Propagation of Gravity (was Sol-like system discovered...SETI new directions?)

From: Lee Corbin (lcorbin@tsoft.com)
Date: Tue Jul 22 2003 - 23:09:12 MDT

  • Next message: Lee Corbin: "Propagation of Gravity"

    Anders wrote

    > [mailto:owner-extropians@extropy.org]On Behalf Of Anders Sandberg
    > Sent: Saturday, July 12, 2003 3:03 AM

    > > Can you clarify what you imagine this world would be like. To me I can't
    > > really see that the propagation speed would make any observable difference as the
    > > effective force levels would still be the same in any region.
    >
    > For a static field in such a "slow gravity" universe nothing would
    > change. But imagine sending out Voyager towards Jupiter. At first it
    > experiences the weak tug towards the place where Jupiter was a long time
    > ago, and is accelerated that way. As it approaches the region where
    > Jupiter is, the acceleration will change direction and move towards the
    > current position, and as Voyager continues beyond it will shift back
    > towards an old position.

    I don't agree (or more probably, don't understand). Let's
    just discuss gravity influences moving at speed c. It would
    seem to me that if a large object (like Jupiter) were moving
    through interstellar space (somewhere between Alpha Centauri
    and Sol, for example), that its gravitational field (i.e.
    space curvature) would extend in front of it just as much as
    it extended behind it. I say that mostly because from its
    reference frame, there *is* symmetry.

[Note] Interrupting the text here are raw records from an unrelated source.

PR #810, opened 2019-06-09
Update autoprefixer to 9.6.0

filoozom:

Updates `autoprefixer` to `9.6.0`

No

**Summary**

The `browsers` option is now deprecated as of `9.6.0` and will be removed in `10.0.0`. The latest version of `autoprefixer` now shows a big red warning when using its latest version:

```
Replace Autoprefixer browsers option to Browserslist config.
Use browserslist key in package.json or .browserslistrc file.

Using browsers option cause some error. Browserslist config 
can be used for Babel, Autoprefixer, postcss-normalize and other tools.

If you really need to use option, rename it to overrideBrowserslist.

Learn more at:
https://github.com/browserslist/browserslist#readme
https://twitter.com/browserslist
```

I don't think there's a way to implicitly use the parents `browserlist` file or configuration in `package.json`, so I think using `overrideBrowserslist` is the best solution for now.

No

**Other information**

None

### DIFF
--- a/packages/cli/lib/lib/webpack/webpack-base-config.js
+++ b/packages/cli/lib/lib/webpack/webpack-base-config.js
@@ -208,7 +208,7 @@ module.exports = function(env) {
 							options: {
 								ident: 'postcss',
 								sourceMap: true,
-								plugins: [autoprefixer({ browsers })],
+								plugins: [autoprefixer({ overrideBrowserslist: browsers })],
 							},
 						},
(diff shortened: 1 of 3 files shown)


ForsakenHarmony:
does yarn.lock not need to be updated?
as in run yarn once in the root dir

filoozom:
Ah yes indeed, don't really use `yarn` myself.

Issue #724, opened 2022-07-12
srcset width/pixel density descriptors cause missing image error


fallax:
The [spec](https://developer.mozilla.org/en-US/docs/Web/HTML/Element/source#attr-srcset) for the srcset attribute says:

> A list of one or more strings, separated by commas, indicating a set of possible images represented by the source for the browser to use. Each string is composed of:
> 
> -    One URL specifying an image.
> -    A width descriptor, which consists of a string containing a positive integer directly followed by "w", such as 300w. The default value, if missing, is the infinity.
> -    A pixel density descriptor, that is a positive floating number directly followed by "x". The default value, if missing, is 1x.
> 
> Each string in the list must have at least a width descriptor or a pixel density descriptor to be valid.

However when a width descriptor or pixel density descriptor is used, for example:

```
<html>
<body>
    <img
        srcset="test.webp 1.5x"
        alt="test"
        width="100"
        height="150"
        />
</body>
</html>
```

html-proofer says ```internal image test.webp 1.5x does not exist``` even if test.webp is present.

Additionally, most tests for srcsets (e.g. /spec/html-proofer/fixtures/images/multiple_srcset_success.html) do not include either a width descriptor or pixel density descriptor, which the spec for the attribute says it must have. I'm guessing this is why this issue has crept in?

gjtorikian:
Whoops, thanks for the excellent report and repro case. 4.1 should fix this and adds some more checks for more legitimate `srcset` attributes.

fallax:
Thanks for the quick fix - this has allowed us to upgrade :)

PR #744, opened 2022-07-29
Srcsets - better handling of multiple srcsets

fallax:
The previous fix to #724 didn't handle this situation:

`srcset="test.webp 1.5x, test2.webp 2x"`

This PR should fix this, add a new test case, and hopefully remove some code duplication as a nice bonus.

### DIFF
--- a/lib/html_proofer/check/images.rb
+++ b/lib/html_proofer/check/images.rb
@@ -25,7 +25,7 @@ module HTMLProofer
               content: @img.content)
           elsif @img.multiple_srcsets? || @img.multiple_sizes?
             @img.srcsets_wo_sizes.each do |srcset|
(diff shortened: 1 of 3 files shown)


gjtorikian:
Oh, thanks very much! Releasing this as a patch update right now.

fallax:
Looks like this still leaves a few issues.  tags with multiple pixel density srcset attributes now work correctly - but <source> tags don't.

I think this can be fixed by switching <source> tags to being handled by the code in images.rb rather than the code in links.rb. I'm happy to contribute a PR to do this. Does that sound like a sensible approach to you? If so I'll get a second PR going...

gjtorikian:
Sure, I can review the change and see what makes most sense then.

PR #747, opened 2022-08-01
Switch 'source' elements to use image check code path

fallax:
As discussed in comments to #744 - this change shifts 'source' elements to be handled by the code path for checking images.

A number of other small changes to tests needed to be made also - this was because these tests were referring to non-existent images in tests that did not relate to the URL not being to a valid image. These have been updated to point to images that actually exist.


gjtorikian:
Thank you, again.

Issue #754, opened 2022-08-13
Mailto check failed in some cases


Atarity:
Source: `<a href="mailto:mike@snnkv.com">mike@snnkv.com</a>`

Result: 
```
[14:40:12] htmlProofer: * At _site/now/index.html:87:
[14:40:12] htmlProofer:
[14:40:12] htmlProofer:   mailto:mike@snnkv.com contains an invalid email address
```

While I change domain name a bit (eg `@snkv.com` or `@snnnkv.com`) it pass the test. The problem is: it is impossible to just turn such check off, so htmlproofer became useless for me since v4.

riccardoporreca:
@Atarity, I cannot reproduce with v4.4.0 using the following `mailto.html`

```html
<!DOCTYPE html>
<html>
  <body>
    <a href="mailto:mike@snnkv.com">mike@snnkv.com</a>
    <a href="mailto:mike@snkv.com">mike@snkv.com</a>
    <a href="mailto:mike@snnnkv.com">mike@snnnkv.com</a>
  </body>
</html>
```

```sh
bundle exec htmlproofer mailto.html
# HTML-Proofer finished successfully
```

Are you perhaps using other options that might interfere with the check?

> The problem is: it is impossible to just turn such check off

You can do so via `--ignore-urls "/^mailto:/"`

Hope this helps

Atarity:
Thanks for `--ignore-urls` workaround. Yes, I actually use lots of other options:
```
--extension .html
--assume-extension .html
--checks "Links,Scripts,OpenGraph"
--enforce-https=false
--ignore-status-codes "999,401"
--disable-external=true
--ignore-urls "/^mailto:/"
```

riccardoporreca:
None of the options seem to interfere with the minimal example above... even with those flags the issue cannot be reproduced.
Hard to investigate if not reproducible, you can perhaps try updating all gems.

Atarity:
I performed one more test. Took basic `mailto.html` you provided above. Process the file with `htmlproofer` as you do. Success. But as soon as I check this file as a part of my website it is the same result. It is failed in only one email address out of 3. 
```
[10:53:44] htmlProofer: For the Links check, the following failures were found:
[10:53:44] htmlProofer:
[10:53:44] htmlProofer: * At _site/mailto.html:4:
[10:53:44] htmlProofer:
[10:53:44] htmlProofer:   mailto:mike@snnkv.com contains an invalid email address
```
[...]

PR #755, opened 2022-08-14
Fix and improve swap_attribute README example

riccardoporreca:
* Wrongly specified as `swap_url`
* Using `data-src` as a more meaningful case than `srcset`, as the latter is in any case allowed instead of `src`

See also https://github.com/gjtorikian/html-proofer/issues/754#issuecomment-1214425422


gjtorikian:
Thank you!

    But perhaps it has to be *really* traveling to generate the
    effect you are discussing. Very well, assume that this large
    object a couple of light years from Sol is traveling with
    respect to the Big Bang or wrt our galaxy at c/10. To observers
    moving with the planet, of course its field would be symmetric;
    satellites would orbit it in the predictable fashion.

    But what about to those of us at rest wrt the Big Bang? This is
    a lot like railroad cars and lightning strikes, perhaps. Anyway,
    what say you?

    Later, Anders writes

    > I made a matlab program (included at the end for those of you who like
    > to play with it), and it seems to say the opposite (assuming I coded
    > right, which is anybody's guess :-). The trailing side has a stronger
    > force compared to the non-moving case. It looks more like a sonic boom
    > than a doppler shift. If the planet is releasing gravity waves, they
    > will of course be doppler shifted.

    I guess that this program will depend a lot more on our relativistic
    assumptions than what we would actually learn from running it. Or
    did you find it enlightening in some way?